=== Excerpted records ===

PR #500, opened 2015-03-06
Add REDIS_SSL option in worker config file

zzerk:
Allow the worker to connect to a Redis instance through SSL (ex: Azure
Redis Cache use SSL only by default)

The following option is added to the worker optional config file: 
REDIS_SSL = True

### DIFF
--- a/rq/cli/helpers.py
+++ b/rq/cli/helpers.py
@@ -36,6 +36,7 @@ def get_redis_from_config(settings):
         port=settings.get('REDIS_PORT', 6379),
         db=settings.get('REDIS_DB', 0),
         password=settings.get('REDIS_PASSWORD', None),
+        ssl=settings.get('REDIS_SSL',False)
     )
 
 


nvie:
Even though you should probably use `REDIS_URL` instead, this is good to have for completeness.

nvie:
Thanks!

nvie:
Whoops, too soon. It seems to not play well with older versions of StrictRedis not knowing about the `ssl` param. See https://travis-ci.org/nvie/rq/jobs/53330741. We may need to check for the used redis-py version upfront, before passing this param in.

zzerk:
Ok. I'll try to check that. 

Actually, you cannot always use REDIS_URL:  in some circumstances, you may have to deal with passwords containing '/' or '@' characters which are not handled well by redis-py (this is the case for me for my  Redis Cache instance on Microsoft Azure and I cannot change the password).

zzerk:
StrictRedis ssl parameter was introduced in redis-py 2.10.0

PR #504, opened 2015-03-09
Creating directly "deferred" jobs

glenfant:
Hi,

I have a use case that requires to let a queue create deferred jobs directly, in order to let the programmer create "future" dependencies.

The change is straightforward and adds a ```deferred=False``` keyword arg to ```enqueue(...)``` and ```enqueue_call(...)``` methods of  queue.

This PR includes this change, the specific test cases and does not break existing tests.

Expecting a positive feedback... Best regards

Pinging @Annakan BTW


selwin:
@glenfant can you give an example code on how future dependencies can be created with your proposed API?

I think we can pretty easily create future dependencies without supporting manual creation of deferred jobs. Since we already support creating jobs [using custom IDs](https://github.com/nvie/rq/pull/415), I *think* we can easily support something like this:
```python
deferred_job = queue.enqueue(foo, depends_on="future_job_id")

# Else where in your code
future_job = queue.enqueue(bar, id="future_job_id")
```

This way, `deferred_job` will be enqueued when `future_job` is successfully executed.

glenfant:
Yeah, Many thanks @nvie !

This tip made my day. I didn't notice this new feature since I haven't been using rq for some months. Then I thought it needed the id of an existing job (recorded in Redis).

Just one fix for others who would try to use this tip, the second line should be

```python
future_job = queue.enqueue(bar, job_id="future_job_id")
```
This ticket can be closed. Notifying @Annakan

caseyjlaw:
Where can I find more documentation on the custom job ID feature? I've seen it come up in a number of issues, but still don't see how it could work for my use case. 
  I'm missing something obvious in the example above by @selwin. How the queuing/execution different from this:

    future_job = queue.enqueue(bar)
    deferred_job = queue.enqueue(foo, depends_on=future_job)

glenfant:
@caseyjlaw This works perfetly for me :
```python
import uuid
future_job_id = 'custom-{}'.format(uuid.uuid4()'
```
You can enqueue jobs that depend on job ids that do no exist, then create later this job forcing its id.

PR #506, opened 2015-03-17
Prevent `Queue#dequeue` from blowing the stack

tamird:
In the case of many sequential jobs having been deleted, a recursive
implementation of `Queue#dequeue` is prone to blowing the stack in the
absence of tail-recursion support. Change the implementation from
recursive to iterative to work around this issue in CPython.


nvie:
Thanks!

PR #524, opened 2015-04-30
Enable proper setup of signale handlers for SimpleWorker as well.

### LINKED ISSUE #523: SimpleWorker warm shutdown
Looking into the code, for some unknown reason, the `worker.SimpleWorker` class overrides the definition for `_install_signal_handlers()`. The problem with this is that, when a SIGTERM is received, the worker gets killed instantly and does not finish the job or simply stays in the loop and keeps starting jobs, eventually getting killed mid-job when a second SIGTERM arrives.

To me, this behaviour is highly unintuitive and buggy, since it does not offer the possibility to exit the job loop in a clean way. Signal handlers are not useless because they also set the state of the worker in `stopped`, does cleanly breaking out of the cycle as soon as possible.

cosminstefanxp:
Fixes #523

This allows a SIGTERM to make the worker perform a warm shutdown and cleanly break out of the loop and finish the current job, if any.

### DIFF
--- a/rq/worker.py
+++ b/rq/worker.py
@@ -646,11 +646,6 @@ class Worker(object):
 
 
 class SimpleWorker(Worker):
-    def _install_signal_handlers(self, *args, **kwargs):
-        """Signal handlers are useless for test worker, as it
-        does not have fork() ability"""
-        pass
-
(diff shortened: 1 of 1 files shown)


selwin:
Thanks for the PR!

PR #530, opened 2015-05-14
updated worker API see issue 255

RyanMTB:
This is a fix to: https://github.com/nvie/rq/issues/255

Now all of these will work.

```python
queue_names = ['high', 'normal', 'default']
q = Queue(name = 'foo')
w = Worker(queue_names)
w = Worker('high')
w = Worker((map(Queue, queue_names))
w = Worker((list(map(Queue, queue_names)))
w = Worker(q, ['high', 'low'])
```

===
=== Excerpted records ===

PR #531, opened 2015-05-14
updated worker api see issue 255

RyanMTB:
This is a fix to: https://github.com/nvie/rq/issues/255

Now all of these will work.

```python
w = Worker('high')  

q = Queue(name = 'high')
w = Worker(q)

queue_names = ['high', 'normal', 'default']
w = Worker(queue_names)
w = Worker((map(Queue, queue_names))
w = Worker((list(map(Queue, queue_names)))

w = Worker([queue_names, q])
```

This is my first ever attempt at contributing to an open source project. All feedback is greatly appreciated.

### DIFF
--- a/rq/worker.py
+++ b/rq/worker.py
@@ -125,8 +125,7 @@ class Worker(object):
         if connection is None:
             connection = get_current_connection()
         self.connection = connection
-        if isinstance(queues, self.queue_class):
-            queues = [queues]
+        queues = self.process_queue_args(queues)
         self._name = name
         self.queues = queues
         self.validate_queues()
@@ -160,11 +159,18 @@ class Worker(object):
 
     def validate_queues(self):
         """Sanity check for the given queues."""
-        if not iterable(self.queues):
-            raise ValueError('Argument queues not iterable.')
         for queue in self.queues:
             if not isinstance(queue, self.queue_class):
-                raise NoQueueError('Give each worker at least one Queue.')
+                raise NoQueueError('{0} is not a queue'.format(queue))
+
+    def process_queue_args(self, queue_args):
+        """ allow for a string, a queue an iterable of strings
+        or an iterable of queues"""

===
=== Excerpted records ===

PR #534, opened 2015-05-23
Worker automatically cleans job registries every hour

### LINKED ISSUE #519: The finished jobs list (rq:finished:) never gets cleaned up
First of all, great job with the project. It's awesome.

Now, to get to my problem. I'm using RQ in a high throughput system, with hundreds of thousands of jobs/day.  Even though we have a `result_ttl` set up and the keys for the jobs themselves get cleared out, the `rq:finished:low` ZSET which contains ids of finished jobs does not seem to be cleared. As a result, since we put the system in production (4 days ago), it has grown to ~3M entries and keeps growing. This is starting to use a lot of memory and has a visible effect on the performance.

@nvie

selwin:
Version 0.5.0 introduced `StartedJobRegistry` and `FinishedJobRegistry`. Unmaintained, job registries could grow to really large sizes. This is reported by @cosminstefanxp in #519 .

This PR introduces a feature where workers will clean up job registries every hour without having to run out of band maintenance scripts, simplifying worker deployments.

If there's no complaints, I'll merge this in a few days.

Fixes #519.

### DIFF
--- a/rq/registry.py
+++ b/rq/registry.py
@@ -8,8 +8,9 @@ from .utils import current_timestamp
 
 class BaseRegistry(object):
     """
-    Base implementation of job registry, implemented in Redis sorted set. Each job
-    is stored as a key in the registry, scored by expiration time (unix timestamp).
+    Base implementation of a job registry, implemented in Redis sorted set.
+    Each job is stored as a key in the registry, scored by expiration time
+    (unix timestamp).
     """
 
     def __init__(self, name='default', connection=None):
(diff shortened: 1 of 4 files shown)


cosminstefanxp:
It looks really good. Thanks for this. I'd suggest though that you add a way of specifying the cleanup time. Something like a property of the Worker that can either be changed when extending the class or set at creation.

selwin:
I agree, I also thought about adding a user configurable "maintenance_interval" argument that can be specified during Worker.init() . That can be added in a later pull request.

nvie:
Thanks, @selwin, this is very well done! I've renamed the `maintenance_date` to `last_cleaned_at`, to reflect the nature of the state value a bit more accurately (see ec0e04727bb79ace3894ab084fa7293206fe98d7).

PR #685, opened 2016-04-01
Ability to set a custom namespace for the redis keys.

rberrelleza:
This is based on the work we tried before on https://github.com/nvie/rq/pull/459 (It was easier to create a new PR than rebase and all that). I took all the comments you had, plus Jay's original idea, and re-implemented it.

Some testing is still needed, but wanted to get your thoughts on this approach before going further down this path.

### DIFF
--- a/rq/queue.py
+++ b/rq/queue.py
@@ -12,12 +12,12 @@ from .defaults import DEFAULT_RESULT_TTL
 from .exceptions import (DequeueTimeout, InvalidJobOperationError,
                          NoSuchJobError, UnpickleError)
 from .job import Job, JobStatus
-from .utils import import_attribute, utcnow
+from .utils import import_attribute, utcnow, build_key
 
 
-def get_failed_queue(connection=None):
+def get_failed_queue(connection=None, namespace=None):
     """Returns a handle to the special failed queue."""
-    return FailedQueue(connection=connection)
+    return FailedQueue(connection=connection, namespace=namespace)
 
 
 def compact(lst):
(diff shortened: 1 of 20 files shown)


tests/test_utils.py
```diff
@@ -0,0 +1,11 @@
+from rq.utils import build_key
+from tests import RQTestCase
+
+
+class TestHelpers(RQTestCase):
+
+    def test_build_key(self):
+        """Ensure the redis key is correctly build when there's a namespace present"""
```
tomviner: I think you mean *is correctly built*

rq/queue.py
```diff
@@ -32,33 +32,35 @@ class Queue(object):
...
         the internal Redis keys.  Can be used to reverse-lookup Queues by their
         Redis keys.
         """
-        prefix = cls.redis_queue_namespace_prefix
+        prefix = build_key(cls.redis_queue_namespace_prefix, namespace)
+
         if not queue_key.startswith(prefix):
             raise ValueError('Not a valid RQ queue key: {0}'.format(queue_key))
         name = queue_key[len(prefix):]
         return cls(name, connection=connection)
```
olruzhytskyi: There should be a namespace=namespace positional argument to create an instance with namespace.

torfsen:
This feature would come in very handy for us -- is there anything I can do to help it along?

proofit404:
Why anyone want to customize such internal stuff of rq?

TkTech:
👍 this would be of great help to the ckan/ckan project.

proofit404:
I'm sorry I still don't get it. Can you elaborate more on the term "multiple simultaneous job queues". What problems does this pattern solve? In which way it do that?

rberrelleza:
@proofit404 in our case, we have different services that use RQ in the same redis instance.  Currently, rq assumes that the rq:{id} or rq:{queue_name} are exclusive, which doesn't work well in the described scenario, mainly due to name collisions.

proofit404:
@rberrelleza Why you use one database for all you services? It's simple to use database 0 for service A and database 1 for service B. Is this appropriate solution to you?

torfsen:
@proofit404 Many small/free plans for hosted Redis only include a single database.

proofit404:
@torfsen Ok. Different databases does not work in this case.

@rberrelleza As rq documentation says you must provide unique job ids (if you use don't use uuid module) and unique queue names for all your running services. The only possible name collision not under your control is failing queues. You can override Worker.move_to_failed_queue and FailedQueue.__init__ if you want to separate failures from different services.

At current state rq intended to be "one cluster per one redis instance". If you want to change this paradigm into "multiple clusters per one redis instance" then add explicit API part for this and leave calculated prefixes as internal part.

===

> Aim of the task
The range runs from the line with "PR #500, opened 2015-03-06" up to and including the line with "REDIS_SSL = True" in the listing above; please write out exactly those lines and nothing more.

> Answer to this problem
PR #500, opened 2015-03-06
Add REDIS_SSL option in worker config file

zzerk:
Allow the worker to connect to a Redis instance through SSL (ex: Azure
Redis Cache use SSL only by default)

The following option is added to the worker optional config file: 
REDIS_SSL = True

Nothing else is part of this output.